EXERCISE DESCRIPTION: Your answer should consist of every line from the records that holds the string "know".

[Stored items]
BEGIN

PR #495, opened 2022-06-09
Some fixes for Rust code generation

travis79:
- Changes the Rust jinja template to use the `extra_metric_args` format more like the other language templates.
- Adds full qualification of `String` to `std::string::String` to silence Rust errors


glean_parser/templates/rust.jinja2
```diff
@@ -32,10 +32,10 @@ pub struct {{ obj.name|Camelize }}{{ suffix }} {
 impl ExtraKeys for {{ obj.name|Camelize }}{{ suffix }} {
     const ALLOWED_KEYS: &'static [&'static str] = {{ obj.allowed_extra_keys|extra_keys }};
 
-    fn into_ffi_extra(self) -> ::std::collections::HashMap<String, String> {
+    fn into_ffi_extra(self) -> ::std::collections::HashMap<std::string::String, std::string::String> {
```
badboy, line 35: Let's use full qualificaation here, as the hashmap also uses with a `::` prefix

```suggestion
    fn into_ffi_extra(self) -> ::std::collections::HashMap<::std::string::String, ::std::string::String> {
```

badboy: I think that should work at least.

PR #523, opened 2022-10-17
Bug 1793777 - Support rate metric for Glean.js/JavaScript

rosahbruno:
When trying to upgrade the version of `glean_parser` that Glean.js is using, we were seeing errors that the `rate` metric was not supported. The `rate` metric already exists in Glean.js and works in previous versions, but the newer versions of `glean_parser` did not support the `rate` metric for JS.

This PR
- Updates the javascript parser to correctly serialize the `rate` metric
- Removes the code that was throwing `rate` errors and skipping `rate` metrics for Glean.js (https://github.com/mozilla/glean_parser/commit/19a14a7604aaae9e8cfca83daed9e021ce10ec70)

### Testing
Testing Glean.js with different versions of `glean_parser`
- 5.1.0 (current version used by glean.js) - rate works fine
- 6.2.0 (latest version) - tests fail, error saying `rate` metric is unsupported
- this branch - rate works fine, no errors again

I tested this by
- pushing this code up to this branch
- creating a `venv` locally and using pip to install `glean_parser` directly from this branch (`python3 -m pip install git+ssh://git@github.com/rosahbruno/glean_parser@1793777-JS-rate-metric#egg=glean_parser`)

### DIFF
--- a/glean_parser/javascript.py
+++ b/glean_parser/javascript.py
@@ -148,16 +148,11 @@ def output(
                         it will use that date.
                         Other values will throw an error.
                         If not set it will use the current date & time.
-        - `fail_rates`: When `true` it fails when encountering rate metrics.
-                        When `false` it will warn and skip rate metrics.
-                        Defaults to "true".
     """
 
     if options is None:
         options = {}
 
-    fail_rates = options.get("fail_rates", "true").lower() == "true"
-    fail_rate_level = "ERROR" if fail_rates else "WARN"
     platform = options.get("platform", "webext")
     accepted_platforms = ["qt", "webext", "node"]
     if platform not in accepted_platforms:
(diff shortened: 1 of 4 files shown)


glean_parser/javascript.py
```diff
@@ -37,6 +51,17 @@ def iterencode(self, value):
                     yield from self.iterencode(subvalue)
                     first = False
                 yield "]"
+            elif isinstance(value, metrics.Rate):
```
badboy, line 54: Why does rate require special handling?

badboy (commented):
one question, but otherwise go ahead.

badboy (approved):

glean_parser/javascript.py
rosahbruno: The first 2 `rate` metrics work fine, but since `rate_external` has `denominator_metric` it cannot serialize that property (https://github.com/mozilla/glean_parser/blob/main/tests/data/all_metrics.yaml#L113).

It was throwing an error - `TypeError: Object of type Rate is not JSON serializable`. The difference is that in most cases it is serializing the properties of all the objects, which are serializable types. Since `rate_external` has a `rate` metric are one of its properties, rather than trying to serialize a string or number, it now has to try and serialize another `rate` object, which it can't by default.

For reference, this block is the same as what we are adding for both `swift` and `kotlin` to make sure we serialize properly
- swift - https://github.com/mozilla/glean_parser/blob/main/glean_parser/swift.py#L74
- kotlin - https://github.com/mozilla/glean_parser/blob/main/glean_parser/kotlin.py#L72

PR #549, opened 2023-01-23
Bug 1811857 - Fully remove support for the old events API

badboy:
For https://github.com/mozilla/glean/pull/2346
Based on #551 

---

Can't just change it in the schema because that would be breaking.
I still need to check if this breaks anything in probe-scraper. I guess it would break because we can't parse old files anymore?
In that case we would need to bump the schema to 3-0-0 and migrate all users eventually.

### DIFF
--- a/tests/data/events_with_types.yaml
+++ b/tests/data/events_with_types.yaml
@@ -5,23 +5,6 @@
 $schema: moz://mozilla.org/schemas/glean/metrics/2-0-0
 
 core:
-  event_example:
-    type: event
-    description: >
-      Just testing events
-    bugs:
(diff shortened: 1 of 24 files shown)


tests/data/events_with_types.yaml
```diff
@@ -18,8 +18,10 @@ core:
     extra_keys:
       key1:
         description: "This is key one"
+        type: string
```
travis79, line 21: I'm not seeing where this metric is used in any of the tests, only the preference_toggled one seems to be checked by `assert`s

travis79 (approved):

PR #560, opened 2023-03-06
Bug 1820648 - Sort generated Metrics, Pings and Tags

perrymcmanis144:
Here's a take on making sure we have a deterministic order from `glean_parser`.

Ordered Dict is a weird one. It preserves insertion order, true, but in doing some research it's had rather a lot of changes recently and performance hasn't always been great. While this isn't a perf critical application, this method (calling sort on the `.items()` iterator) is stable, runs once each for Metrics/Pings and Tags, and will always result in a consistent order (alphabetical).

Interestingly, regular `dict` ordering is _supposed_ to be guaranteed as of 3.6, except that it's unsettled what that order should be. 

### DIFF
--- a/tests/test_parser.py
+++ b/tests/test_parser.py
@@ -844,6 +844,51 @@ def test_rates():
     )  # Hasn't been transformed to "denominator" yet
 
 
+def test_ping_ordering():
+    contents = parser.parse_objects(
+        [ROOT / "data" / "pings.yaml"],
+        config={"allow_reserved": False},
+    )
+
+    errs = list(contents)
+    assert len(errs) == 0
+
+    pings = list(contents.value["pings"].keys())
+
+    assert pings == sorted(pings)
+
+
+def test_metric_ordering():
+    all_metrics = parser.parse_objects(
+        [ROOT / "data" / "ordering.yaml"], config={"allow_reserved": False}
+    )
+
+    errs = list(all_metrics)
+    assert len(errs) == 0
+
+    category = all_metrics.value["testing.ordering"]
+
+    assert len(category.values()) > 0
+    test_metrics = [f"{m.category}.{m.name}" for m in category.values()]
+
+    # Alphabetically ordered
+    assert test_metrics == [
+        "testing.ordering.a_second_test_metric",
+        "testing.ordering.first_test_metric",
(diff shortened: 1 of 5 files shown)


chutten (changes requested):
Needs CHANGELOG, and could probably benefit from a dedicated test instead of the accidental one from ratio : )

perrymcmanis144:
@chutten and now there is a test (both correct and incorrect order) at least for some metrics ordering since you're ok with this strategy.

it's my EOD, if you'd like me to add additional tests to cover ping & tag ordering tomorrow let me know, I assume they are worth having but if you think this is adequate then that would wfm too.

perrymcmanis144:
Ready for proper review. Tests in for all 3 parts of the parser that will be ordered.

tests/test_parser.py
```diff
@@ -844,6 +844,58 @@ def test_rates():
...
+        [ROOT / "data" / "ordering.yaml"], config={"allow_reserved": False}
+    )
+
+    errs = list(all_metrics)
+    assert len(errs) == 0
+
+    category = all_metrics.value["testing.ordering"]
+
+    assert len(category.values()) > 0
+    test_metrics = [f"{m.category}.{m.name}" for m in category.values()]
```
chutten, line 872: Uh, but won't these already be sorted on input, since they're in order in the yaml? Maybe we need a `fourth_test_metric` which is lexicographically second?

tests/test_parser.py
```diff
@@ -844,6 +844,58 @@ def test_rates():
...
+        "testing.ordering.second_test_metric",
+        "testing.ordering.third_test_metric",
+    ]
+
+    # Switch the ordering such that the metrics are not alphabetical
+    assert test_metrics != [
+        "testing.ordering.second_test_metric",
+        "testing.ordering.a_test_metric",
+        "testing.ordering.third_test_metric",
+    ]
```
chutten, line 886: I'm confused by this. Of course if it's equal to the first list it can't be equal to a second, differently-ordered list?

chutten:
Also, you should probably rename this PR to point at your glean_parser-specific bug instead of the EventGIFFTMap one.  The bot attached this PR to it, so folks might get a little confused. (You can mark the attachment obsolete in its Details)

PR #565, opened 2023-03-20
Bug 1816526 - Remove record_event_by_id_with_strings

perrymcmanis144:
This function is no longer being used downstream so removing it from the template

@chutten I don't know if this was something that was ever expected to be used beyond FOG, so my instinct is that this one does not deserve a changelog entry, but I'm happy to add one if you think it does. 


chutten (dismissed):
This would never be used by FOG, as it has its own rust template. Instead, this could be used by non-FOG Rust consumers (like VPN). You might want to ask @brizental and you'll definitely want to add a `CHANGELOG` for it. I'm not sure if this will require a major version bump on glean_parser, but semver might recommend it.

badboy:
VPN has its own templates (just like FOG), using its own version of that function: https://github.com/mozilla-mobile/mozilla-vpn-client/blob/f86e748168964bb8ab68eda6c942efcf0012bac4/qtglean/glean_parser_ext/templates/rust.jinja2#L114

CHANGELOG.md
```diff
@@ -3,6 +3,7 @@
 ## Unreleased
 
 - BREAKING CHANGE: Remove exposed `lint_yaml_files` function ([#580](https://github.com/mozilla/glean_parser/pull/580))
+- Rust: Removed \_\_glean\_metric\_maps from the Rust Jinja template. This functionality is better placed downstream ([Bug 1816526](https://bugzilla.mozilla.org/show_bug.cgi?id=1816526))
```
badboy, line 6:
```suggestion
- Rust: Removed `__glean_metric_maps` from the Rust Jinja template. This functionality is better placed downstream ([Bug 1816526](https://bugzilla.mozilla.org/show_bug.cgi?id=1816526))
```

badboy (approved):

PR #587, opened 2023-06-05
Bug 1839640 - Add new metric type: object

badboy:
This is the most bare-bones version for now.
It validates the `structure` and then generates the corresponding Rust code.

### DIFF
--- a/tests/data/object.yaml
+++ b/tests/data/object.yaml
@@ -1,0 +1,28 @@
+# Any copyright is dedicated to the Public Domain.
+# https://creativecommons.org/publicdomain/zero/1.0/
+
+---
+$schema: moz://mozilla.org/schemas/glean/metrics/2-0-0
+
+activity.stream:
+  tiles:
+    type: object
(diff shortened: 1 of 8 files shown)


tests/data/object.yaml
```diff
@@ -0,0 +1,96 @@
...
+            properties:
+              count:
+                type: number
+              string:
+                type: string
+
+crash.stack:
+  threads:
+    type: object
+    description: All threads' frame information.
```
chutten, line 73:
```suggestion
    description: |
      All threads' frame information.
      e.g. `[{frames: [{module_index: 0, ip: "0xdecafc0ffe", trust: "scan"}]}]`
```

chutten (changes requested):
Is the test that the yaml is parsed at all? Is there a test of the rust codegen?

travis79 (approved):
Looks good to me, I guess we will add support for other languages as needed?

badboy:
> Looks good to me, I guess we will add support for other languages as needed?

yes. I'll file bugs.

END

REPLY TO THE TASK:
it's my EOD, if you'd like me to add additional tests to cover ping & tag ordering tomorrow let me know, I assume they are worth having but if you think this is adequate then that would wfm too.
@chutten I don't know if this was something that was ever expected to be used beyond FOG, so my instinct is that this one does not deserve a changelog entry, but I'm happy to add one if you think it does. 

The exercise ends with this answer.